## ENTRIES SHOWN
★ ★ ★ ★ ★ ★ ★
Issue #2430, opened 2020-07-22
[RFC] Sublime Syntax Main Key Sort Order


deathaxe:
The number of main keys in the sublime-syntax file format increases. While it seems common practise to have `variables` context before `contexts` the header keys are sorted alphabetically only.

I'd propose to group the name, scope and version keys as they describe the the syntax itself.

The file_extensions  and first_line_match should follow and be separated by an empty line,

Here's an example of how it could look like:

```yaml
%YAML 1.2
---
# https://www.sublimetext.com/docs/syntax.html
# https://www.mysyntax.com/specs/index.html
name: MySyntax
scope: source.mysyntax
version: 2

# with a look forward towards diamont extends ;)
extends:
  - souse.basesyntax
  - souse.basesyntax2

file_extensions:
  - main_ext
  - ext2

hidden_file_extensions:
  - any
  - thing

first_line_match: |-
  (?x:
    ^\#! .* \b(mysyntax)\b |                                   # shebang
    ^/[/*] \s* -\*- .*? \bmysyntax\b \s* -\*-(?: \s* [/*]/)?  # editorconfig
  )

variables:
  var1: ...

contexts:
  main:
    ...
```

keith-hall:
As there has been no oppositions to this, I'd personally say that this is now the standard and perhaps should be written in our RFC repository https://github.com/SublimeText/ScopeNamingGuidelines :)

ngc92:
> As there has been no oppositions to this, I'd personally say that this is now the standard and perhaps should be written in our RFC repository https://github.com/SublimeText/ScopeNamingGuidelines :)

In addition, it would be good to update the examples given in https://www.sublimetext.com/docs/syntax.html

PR #2436, opened 2020-07-26
[XML] Update to sublime-syntax version 2

deathaxe:
This commit...

1. updates XML/DTD syntax to sublime-syntax version 2.
2. sorts the main keys according to proposal #2430
3. sorts hidden file extensions
4. removes some quotation marks from values.

### DIFF
--- a/XML/DTD.sublime-syntax
+++ b/XML/DTD.sublime-syntax
@@ -1,11 +1,13 @@
 %YAML 1.2
 ---
 name: DTD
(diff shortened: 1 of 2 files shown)


wbond:
It doesn't appear the hidden file extensions were actually sorted, but that isn't really important to me

deathaxe:
It's actuatlly a mix of sorting and grouping. ST / Visual Studio Project files / others.

PR #2441, opened 2020-08-02
[Markdown] Add Erlang support to fenced code blocks

deathaxe:


TheSecEng:
Deathaxe at it again. Improving all of the syntax files!

PR #2446, opened 2020-08-11
[Markdown] Assign specific scopes to level 3~5 headings

jfcherng:
This PR proposes to use

- `markup.heading.3.markdown` for level 3 heading (changed from `markup.heading.markdown`)
- `markup.heading.4.markdown` for level 4 heading (changed from `markup.heading.markdown`)
- `markup.heading.5.markdown` for level 5 heading (changed from `markup.heading.markdown`)
- `markup.heading.6.markdown` for level 6 heading (changed from `markup.heading.markdown`)

---

My original idea is to give headings different background colors via color scheme rules according to their levels.

Snipaste_2020-08-11_19-26-09

But soon I found that there are only `markup.heading.1.markdown`, `markup.heading.2.markdown` and other levels are all `markup.heading.markdown`. It's weird that we highlight `punctuation.definition.heading.begin.markdown` up to 6 levels but only gives level 1 and level 2 specific `meta_scope`s.

### DIFF
--- a/Markdown/Markdown.sublime-syntax
+++ b/Markdown/Markdown.sublime-syntax
@@ -585,7 +585,7 @@ contexts:
         - meta_content_scope: entity.name.section.markdown
         - include: atx-heading-terminator
         - include: inline-bold-italic
-    - match: '(##)(?!#)\s*(?=\S)'
+    - match: '(#{2})(?!#)\s*(?=\S)'
       captures:
         1: punctuation.definition.heading.begin.markdown
       push:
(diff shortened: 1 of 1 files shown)


Markdown/Markdown.sublime-syntax
```diff
@@ -585,15 +585,39 @@ contexts:
...
+        - include: inline-bold-italic
+    - match: '(#{5})(?!#)\s*(?=\S)'
+      captures:
+        1: punctuation.definition.heading.begin.markdown
+      push:
+        - meta_scope: markup.heading.5.markdown
+        - meta_content_scope: entity.name.section.markdown
+        - include: atx-heading-terminator
+        - include: inline-bold-italic
+    - match: '(#{6})(?!#)\s*(?=\S)'
```
deathaxe, line 620: Would we also want level 6 to have a specific scope?

```
- meta_scope: markup.heading.6.markdown
```

jfcherng: I am happy to use it for sure. :+1:

wbond:
Nice enhancement, thanks!

PR #2466, opened 2020-08-26
[ShellScript] Remove interpolation symbol list

deathaxe:
Interpolations/Expansions don't declare any symbols, but denote variable references or embedded scripts which output values are used to form the value.

The symbol selector is also too generous.


michaelblyons (approved):

rwols (approved):

FichteFoll (approved):

wbond:
Thanks!

PR #2472, opened 2020-09-01
[Markdown] Add scope for EOL in setext headings

jfcherng:
Continued from https://github.com/sublimehq/Packages/pull/2446 but for setext-style headings. This PR makes the user be able to style the EOL (\n) char (such as adding a background color) just like it can already be done in atx-style headings.

image


keith-hall (approved):

FichteFoll (approved):

wbond:
Looks like a nice change, thanks!

PR #2476, opened 2020-09-10
[JavaScript] Implement private methods.

Thom1729:
Fixes the bug @rwols reported in #1950.


JackGoff98:
The patch does not work for me. Can the method name be green please?
And also the private method call should be blue.

wbond:
I tested this and it appears to be working. Thanks!

PR #2486, opened 2020-09-17
[Regular Expressions] Match literal characters greedily

### LINKED ISSUE #2483: [Regular Expressions] Tokenization
The regex syntax seems to split ever char as a token, which results in funky highlighting with Celeste (or any other syntax using hashed highlighting).

- Sublime Version: 4086
- OS Version: macOS 10.15.6

```regex
storage
```

Example in the Find input:

Screen Shot 2020-09-16 at 8 36 58 AM

jwortmann:
Fix #2483.

### DIFF
--- a/Regular Expressions/RegExp.sublime-syntax
+++ b/Regular Expressions/RegExp.sublime-syntax
@@ -345,5 +345,5 @@ contexts:
       scope: keyword.other.any.regexp # https://github.com/sublimehq/Packages/issues/314
     - match: \)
★ ★ ★ ★ ★ ★ ★
## WHAT THE EXERCISE ASKS
Using the data above, reproduce exactly the lines between those holding "The number of" and "I'd propose to", inclusive, and no others.

## FINISHED EXERCISE
The number of main keys in the sublime-syntax file format increases. While it seems common practise to have `variables` context before `contexts` the header keys are sorted alphabetically only.

I'd propose to group the name, scope and version keys as they describe the the syntax itself.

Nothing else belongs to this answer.